CN115178944B

CN115178944B - Narrow space robot operation planning method for safety reinforcement learning

Info

Publication number: CN115178944B
Application number: CN202210930544.2A
Authority: CN
Inventors: 王涛; 许银涛
Original assignee: Guangdong University of Technology
Current assignee: Guangdong University of Technology
Priority date: 2022-08-04
Filing date: 2022-08-04
Publication date: 2024-05-24
Anticipated expiration: 2042-08-04
Also published as: CN115178944A

Abstract

The invention discloses a narrow space robot operation planning method for safety reinforcement learning, which comprises the following steps: before the mechanical arm moves, setting a planning task and a target point; according to the current state information of the mechanical arm and the related kinematic constraint, calculating the expected acceleration, and simultaneously calculating the braking acceleration; testing the expected acceleration of the joint, if the mechanical arm does not collide and does not violate the kinematic constraint of the joint after the action is executed, the expected acceleration is feasible, and the expected acceleration is executed as a substitute action; otherwise, executing the calculated braking acceleration as a substitute action; the feasible action space of the mechanical arm is formed by the replacement action of each joint of the mechanical arm; and planning a motion track for the mechanical arm under the action space by using a deep reinforcement learning algorithm and obtaining an optimal strategy. The invention combines the idea of alternative actions, redesigns the action space for reinforcement learning training, and further ensures the safety of planning results.

Description

Narrow space robot operation planning method for safety reinforcement learning

Technical Field

The invention relates to the field of robot operation planning research, in particular to a narrow space robot operation planning method for safety reinforcement learning.

Background

The robot is required to autonomously move from a current position to a given position in a limited environment by an obstacle, rapidly and collision-free. By giving the starting position and the end position, a path meeting certain constraint, such as no collision, meeting kinematic conditions and the like, is found in the working space of the robot, and the path is also as short as possible. In path planning, firstly, an obstacle space is modeled, a robot is placed in the space, and a traditional planning algorithm such as a genetic algorithm, an artificial potential field method or a deep reinforcement learning algorithm is used for training. The computational complexity of the planning under the high-dimensional condition of the algorithms also grows exponentially, which often leads to difficulty in real-time planning. Safety reinforcement learning is used as a derivation method of reinforcement learning, and safety constraints are complied with in the learning stage and the deployment process. Under the condition that the environment consists of a controllable robot and static obstacles and the shape and the position of each object are known, the constraints such as collision, related kinematic restriction and the like are considered in the training process, the concept of replacing safety behaviors is applied to reinforcement learning, the feasibility of planning results is greatly improved, and the method is applicable to a high-dimensional robot system.

Disclosure of Invention

The invention aims to provide a narrow space robot operation planning method for safety reinforcement learning, which is used for further improving the safety of planning results.

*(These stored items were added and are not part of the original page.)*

PR #1085, opened 2017-02-09
Wires refactor 2

MMaiero:
Few more minor changes to the wires.
Change descriptions in respective comments.


kura/org.eclipse.kura.asset.provider/src/main/java/org/eclipse/kura/asset/provider/BaseAsset.java
```diff
@@ -321,28 +341,31 @@ public ComponentConfiguration getConfiguration() throws KuraException {
...
-                    }
-                }
+                fillDriverSpecificChannelConfiguration(mainOcd, driverSpecificChannelConfiguration);
             }
         }
         return new ComponentConfigurationImpl(componentName, mainOcd, props);
     }
 
+    @SuppressWarnings("unchecked")
+    private void fillDriverSpecificChannelConfiguration(final Tocd mainOcd,
```
amitjoy: Add invariants

kura/org.eclipse.kura.asset.provider/src/main/java/org/eclipse/kura/asset/provider/BaseAsset.java
```diff
@@ -555,9 +580,14 @@ public void onDriverEvent(final DriverEvent event) {
         final Set<String> channelPrefixes = CollectionUtil.newHashSet();
         for (final Map.Entry<Long, Channel> entry : channels.entrySet()) {
             final Long key = entry.getKey();
-            final String prefix = key + CHANNEL_PROPERTY_POSTFIX.value() + CHANNEL_PROPERTY_PREFIX.value()
-                    + CHANNEL_PROPERTY_POSTFIX.value();
-            channelPrefixes.add(prefix);
+
+            final StringBuilder channelPrefix = new StringBuilder();
```
amitjoy, line 594: Not needed. Java 8 internally uses `StringBuilder` for string concatenation.

kura/org.eclipse.kura.asset.provider/src/main/java/org/eclipse/kura/internal/asset/provider/AssetOptions.java
```diff
@@ -103,11 +103,8 @@ private void addChannel(final Channel channel) {
      *
      * @param properties
      *            the properties to retrieve the channels from
-     * @throws NullPointerException
-     *             if the argument is null
      */
     private void checkChannelAvailability(final Map<String, Object> properties) {
-        requireNonNull(properties, message.propertiesNonNull());
```
amitjoy, line 110: The contract of this method is to use a map which is not null. Even though the map to be passed to this method in this class is not null, the contract should apply such preconditions.

kura/org.eclipse.kura.asset.provider/src/main/java/org/eclipse/kura/internal/asset/provider/AssetOptions.java
```diff
@@ -120,11 +117,8 @@ private void checkChannelAvailability(final Map<String, Object> properties) {
      *
      * @param properties
      *            the provided properties
-     * @throws NullPointerException
-     *             if the argument is null
      */
     private void extractProperties(final Map<String, Object> properties) {
-        requireNonNull(properties, message.propertiesNonNull());
```
amitjoy, line 127: Same here

kura/org.eclipse.kura.asset.provider/src/main/java/org/eclipse/kura/internal/asset/provider/AssetOptions.java
```diff
@@ -158,9 +152,10 @@ public AssetConfiguration getAssetConfiguration() {
      * @throws NullPointerException
      *             if any of the arguments is null
      */
-    private ChannelType getChannelType(final Map<String, Object> properties, final String channelTypePropertyKey) {
-        requireNonNull(properties, message.propertiesNonNull());
-        requireNonNull(channelTypePropertyKey, message.channelKeyNonNull());
+    private ChannelType getChannelType(final Map<String, Object> properties, final String channelKeyFormat) {
+        requireNonNull(channelKeyFormat, message.channelKeyNonNull());
```
amitjoy, line 150: Same

kura/org.eclipse.kura.asset.provider/src/main/java/org/eclipse/kura/internal/asset/provider/AssetOptions.java
```diff
@@ -243,50 +237,56 @@ private Channel retrieveChannel(final long channelId, final Map<String, Object>
         if (channelId <= 0) {
             throw new IllegalArgumentException(message.channelIdNotLessThanZero());
         }
-        requireNonNull(properties, message.propertiesNonNull());
```
amitjoy, line 246: This precondition is feasible here

kura/org.eclipse.kura.asset.provider/src/main/java/org/eclipse/kura/internal/asset/provider/AssetOptions.java
```diff
@@ -243,50 +237,56 @@ private Channel retrieveChannel(final long channelId, final Map<String, Object>
...
-        ChannelType channelType = null;
-        DataType dataType = null;
         Channel channel = null;
-        final Map<String, Object> channelConfig = CollectionUtil.newConcurrentHashMap();
 
         // All key names present is the properties
-        final String channelKeyContainment = CHANNEL_PROPERTY_POSTFIX.value() + CHANNEL_PROPERTY_PREFIX.value()
-                + CHANNEL_PROPERTY_POSTFIX.value();
-        final String channelKeyFormat = channelId + channelKeyContainment;
+        final StringBuilder channelPropertyKeyBuilder = new StringBuilder();
```
amitjoy: Java 8 uses `StringBuilder` by default

kura/org.eclipse.kura.asset.provider/src/main/java/org/eclipse/kura/internal/asset/provider/AssetOptions.java
```diff
@@ -243,50 +237,56 @@ private Channel retrieveChannel(final long channelId, final Map<String, Object>
...
-            }
-        }
         if (channelType != null && dataType != null) {
             channel = new Channel(channelId, channelName, channelType, dataType, channelConfig);
         }
         logger.debug(message.retrievingChannelDone());
         return channel;
     }
 
+    private Map<String, Object> retrieveChannelConfig(final long channelId, final Map<String, Object> properties) {
```
amitjoy, line 230: Add preconditions

kura/org.eclipse.kura.asset.provider/src/main/java/org/eclipse/kura/internal/asset/provider/AssetOptions.java
```diff
@@ -243,50 +237,56 @@ private Channel retrieveChannel(final long channelId, final Map<String, Object>
...
+                        + CHANNEL_PROPERTY_POSTFIX.value();
+                final String cKey = key
+                        .substring(key.indexOf(driverSpecificPropertyKey) + driverSpecificPropertyKey.length());
+                channelConfig.put(cKey, value);
+            }
+        }
+        return channelConfig;
+    }
+
+    private String retrieveChannelName(final Map<String, Object> properties, final String channelKeyFormat) {
```
amitjoy, line 248: Add preconditions

kura/org.eclipse.kura.web2/src/main/java/org/eclipse/kura/web/client/ui/wires/PropertiesUi.java
```diff
@@ -628,10 +628,8 @@ private int findNextChannelId() {
 
             @Override
             public String getValue(final GwtChannelInfo object) {
-                final String value = object.get(id).toString();
-                return value == null ? "" : value;
+                return object.get(id).toString();
```
amitjoy: `object.get(id)` can return null and result in NPE

kura/org.eclipse.kura.wire.component.provider/src/main/java/org/eclipse/kura/internal/wire/common/DbServiceHelper.java
```diff
@@ -76,7 +76,6 @@ public static DbServiceHelper getInstance(final DbService dbService) {
      *             if argument is null
      */
     public void close(final Connection conn) {
-        requireNonNull(conn, message.connectionNonNull());
```
amitjoy: Shouldn't it be a precondition to this method? Even though `DbService` `close()` method doesn't work on null elements, my proposition would be too add invariant to this method. I believe this is a good practice.

amitjoy (changes requested):

kura/org.eclipse.kura.asset.provider/src/main/java/org/eclipse/kura/asset/provider/BaseAsset.java
MMaiero: Not really. The string concatenation, if performed, is done at different steps (at compile time or using JIT). The current Java8 for ARM is provided without JIT, so in our target hardware, it is fully interpreted and the concatenation optimizations are not performed.
Finally, having a look [at this research](http://www.pellegrino.link/2015/08/22/string-concatenation-with-java-8.html), using explicitly StringBuilder is still the best option.

kura/org.eclipse.kura.asset.provider/src/main/java/org/eclipse/kura/internal/asset/provider/AssetOptions.java
MMaiero: Those methods are private. The check is performed at the boundaries and we are assured that the map is not null. I completely agree in having contracts specified for public methods, since those define the interaction, and for these it's meaningful to check what is passed.
For private methods in a class it's a little bit an overkill, with an unneeded cost in terms of CPU time.

https://dev.eclipse.org/sonar/component/index#component=org.eclipse.kura%3Aorg.eclipse.kura.asset.provider%3Asrc%2Fmain%2Fjava%2Forg%2Feclipse%2Fkura%2Finternal%2Fasset%2Fprovider%2FAssetOptions.java&currentIssue=05c789f4-1d0e-4c9c-96dd-ebfa2bdcb17a

kura/org.eclipse.kura.web2/src/main/java/org/eclipse/kura/web/client/ui/wires/PropertiesUi.java
MMaiero: if I try to execute this `final String value = object.get(id).toString();` and `object.get(id)` is null I would end in a NPE in any case when calling the `toString`.
Having `return value == null ? "" : value;` the following line would not prevent it.

amitjoy: Exactly. Previously also, it was erroneous. Just add a Null Check If condition on the get to avoid it.

kura/org.eclipse.kura.wire.component.provider/src/main/java/org/eclipse/kura/internal/wire/common/DbServiceHelper.java
MMaiero: The check if Connection is null is already performed in the Db implementation. So, having the check here is not needed. Furthermore, we should try to keep consistency and this is not the case if we throw an exception when trying to close the connection, while we accept to close a null statement.

kura/org.eclipse.kura.asset.provider/src/main/java/org/eclipse/kura/asset/provider/BaseAsset.java
amitjoy: Good source of knowledge but due to static concatenation, StringBuilder and String concatenation works equally. For dynamic concatenation, I completely agree that StringBuilder performs better than String concatenation.

kura/org.eclipse.kura.wire.component.provider/src/main/java/org/eclipse/kura/internal/wire/common/DbServiceHelper.java
amitjoy: According to my opinion, accepting a null is a violation of contract and it does not symbolize the nature of true object orientation. That's why such invariant is very helpful in implementing methods. I agree that `DbService.close()` method also accepts null but does not work on it because of its null check but I personally don't feel it's a good practice when it's a public API.

kura/org.eclipse.kura.asset.provider/src/main/java/org/eclipse/kura/internal/asset/provider/AssetOptions.java
amitjoy: SonarQube is just awesome 😉

MMaiero:
I've tried to do some more steps. Please have a look.
I think that the commented aspects are, in some way, minor elements that would not affect the overall correctness or performance. I believe that, if most of the elements are addressed, I would like to merge and, eventually, solve later on. In this way, we can speed up the M1 release.

kura/org.eclipse.kura.asset.cloudlet.provider/src/main/java/org/eclipse/kura/internal/asset/cloudlet/AssetCloudlet.java
```diff
@@ -427,27 +430,29 @@ private void wrapValue(final AssetRecord assetRecord, final String userValue, fi
         requireNonNull(userValue, message.valueNonNull());
         requireNonNull(userType, message.typeNonNull());
 
+        final DataType dataType = DataType.getDataType(userType);
```
amitjoy, line 435: Add this inside the `try` block as it might throw `IllegalArgumentException` and the exception must be propagated upwards. Also catch `IllegalArgumentException` in this method as well as in `doPutAssets()` in the cloudlet.

kura/org.eclipse.kura.asset.provider/src/main/java/org/eclipse/kura/asset/provider/BaseAsset.java
```diff
@@ -320,27 +339,41 @@ public ComponentConfiguration getConfiguration() throws KuraException {
...
+     * 
+     * @param mainOcd
+     *            a {@link Tocd} object.
+     * @param driverSpecificChannelConfiguration
+     *            the driver specific configuration.
+     */
+    @SuppressWarnings("unchecked")
+    private void fillDriverSpecificChannelConfiguration(final Tocd mainOcd,
+            final List<Tad> driverSpecificChannelConfiguration) {
+        if (mainOcd == null || driverSpecificChannelConfiguration == null) {
```
amitjoy, line 360: `mainOcd == null || driverSpecificChannelConfiguration == null || driverSpecificChannelConfiguration.isEmpty()`

kura/org.eclipse.kura.asset.provider/src/main/java/org/eclipse/kura/internal/asset/provider/AssetOptions.java
```diff
@@ -188,39 +170,17 @@ private ChannelType getChannelType(final Map<String, Object> properties, final S
      * @throws NullPointerException
      *             if any of the arguments is null
      */
-    private DataType getDataType(final Map<String, Object> properties, final String channelValueTypePropertyKey) {
+    private DataType getDataType(final Map<String, Object> properties, final String channelKeyFormat) {
```
amitjoy: `@throws IllegalArgumentException if the Data Type is not found`

amitjoy (changes requested):

kura/org.eclipse.kura.asset.cloudlet.provider/src/main/java/org/eclipse/kura/internal/asset/cloudlet/AssetCloudlet.java
```diff
@@ -292,9 +295,9 @@ private void doPutAssets(final KuraRequestPayload reqPayload, final KuraResponse
             boolean flag = true;
             try {
                 this.wrapValue(assetRecord, userValue, userType);
-            } catch (final NumberFormatException nfe) {
+            } catch (final IllegalArgumentException e) {
```
amitjoy, line 298: It should be `catch (final IllegalArgumentException | NumberFormatException  e)`

kura/org.eclipse.kura.asset.provider/src/main/java/org/eclipse/kura/asset/provider/BaseAsset.java
amitjoy: This `isEmpty` check reduces the unnecessary variable references creation that happens after this.

amitjoy (changes requested):

kura/org.eclipse.kura.asset.cloudlet.provider/src/main/java/org/eclipse/kura/internal/asset/cloudlet/AssetCloudlet.java
MMaiero: Please have a look at the javadoc https://docs.oracle.com/javase/7/docs/api/java/lang/NumberFormatException.html

amitjoy: 👍

kura/org.eclipse.kura.asset.provider/src/main/java/org/eclipse/kura/asset/provider/BaseAsset.java
MMaiero: I think that the code manages the case when `driverSpecificChannelConfiguration` is empty. 
Furthermore, having again a look at the code, I think that in another refactoring pass we can improve the methods structuring and have them more specific and more understandable. 
But this will go for M2. M1 is mostly closed now.

amitjoy:
ok cool. I will have a final look now and will merge by today if there is no further significant comment.

amitjoy (approved):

In order to realize the tasks, the invention adopts the following technical scheme:

a narrow space robot operation planning method for safety reinforcement learning comprises the following steps:

Before the mechanical arm moves, setting a planning task and a target point;

According to the current state information of the mechanical arm and the related kinematic constraint, calculating the expected acceleration a _t+1N and simultaneously calculating the braking acceleration a _t+1B, thereby constructing a feasible action space of the mechanical arm, and comprising:

Defining kinematic constraints of the joint;

Detecting the minimum distance between the robot and the obstacle and the minimum distance between the robot and the mechanical arm connecting rod of the robot in discrete time points to determine the collision condition, and if the minimum distance is smaller than a preset safe distance threshold value, regarding the collision;

Acquiring state information of the mechanical arm through a sensor built in pybullet environment;

a neural network is established as an action prediction network for predicting the action at the next moment, the state information of the joints is input into the action prediction network, the corresponding action scalar m _t+1 epsilon < -1,1 > of each joint is predicted, and then the following formula is adopted Obtaining the expected acceleration a _t+1N of the joint, wherein a _t+1min、a_t+1max is the minimum and maximum safe acceleration of the joint respectively; knowing the expected acceleration, the velocity and position of the joint at the next time t+1 can be obtained;

Calculating braking acceleration: when the joint velocity v _t corresponding to the current time t is more than 0, taking m ' _t+1＝2*m_t+1 -1, otherwise taking m ' _t+1＝2(1-m_t+1) -1, and taking m ' _t+1 Calculating to obtain braking acceleration;

Testing the expected acceleration of the joint by a _t+1N, if the mechanical arm does not collide after the action is executed and the defined kinematic constraint of the joint is not violated, the expected acceleration a _t+1N is feasible, and the expected acceleration a _t+1N is executed as an alternative action; otherwise, executing the calculated braking acceleration a _t+1B as a substitute action; the expected acceleration a _t+1N calculated by each joint is executed after braking; starting from the state information corresponding to the current time t, if no collision occurs after corresponding action is executed, the behavior is safe, otherwise, the movement is stopped;

The feasible action space of the mechanical arm is formed by the replacement action of each joint of the mechanical arm; and planning a motion track for the mechanical arm under the action space by using a deep reinforcement learning algorithm and obtaining an optimal strategy.

Further, the target point is a welding starting point, and the planning task is to plan a safe path so that the tail end of the mechanical arm moves to the welding starting point.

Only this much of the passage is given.